▸ **EXERCISE REQUIREMENTS**
Give back the full listing exactly as written.
RECORDS FOR THE TASK Start Marker
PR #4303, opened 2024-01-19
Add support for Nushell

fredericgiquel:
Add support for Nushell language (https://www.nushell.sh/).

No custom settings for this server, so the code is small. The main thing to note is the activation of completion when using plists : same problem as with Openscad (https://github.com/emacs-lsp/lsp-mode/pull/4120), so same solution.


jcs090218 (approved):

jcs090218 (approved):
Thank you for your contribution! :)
RECORDS FOR THE TASK End Marker
▸ **REPLY**
PR #4303, opened 2024-01-19
Add support for Nushell

fredericgiquel:
Add support for Nushell language (https://www.nushell.sh/).

No custom settings for this server, so the code is small. The main thing to note is the activation of completion when using plists : same problem as with Openscad (https://github.com/emacs-lsp/lsp-mode/pull/4120), so same solution.


jcs090218 (approved):

jcs090218 (approved):
Thank you for your contribution! :)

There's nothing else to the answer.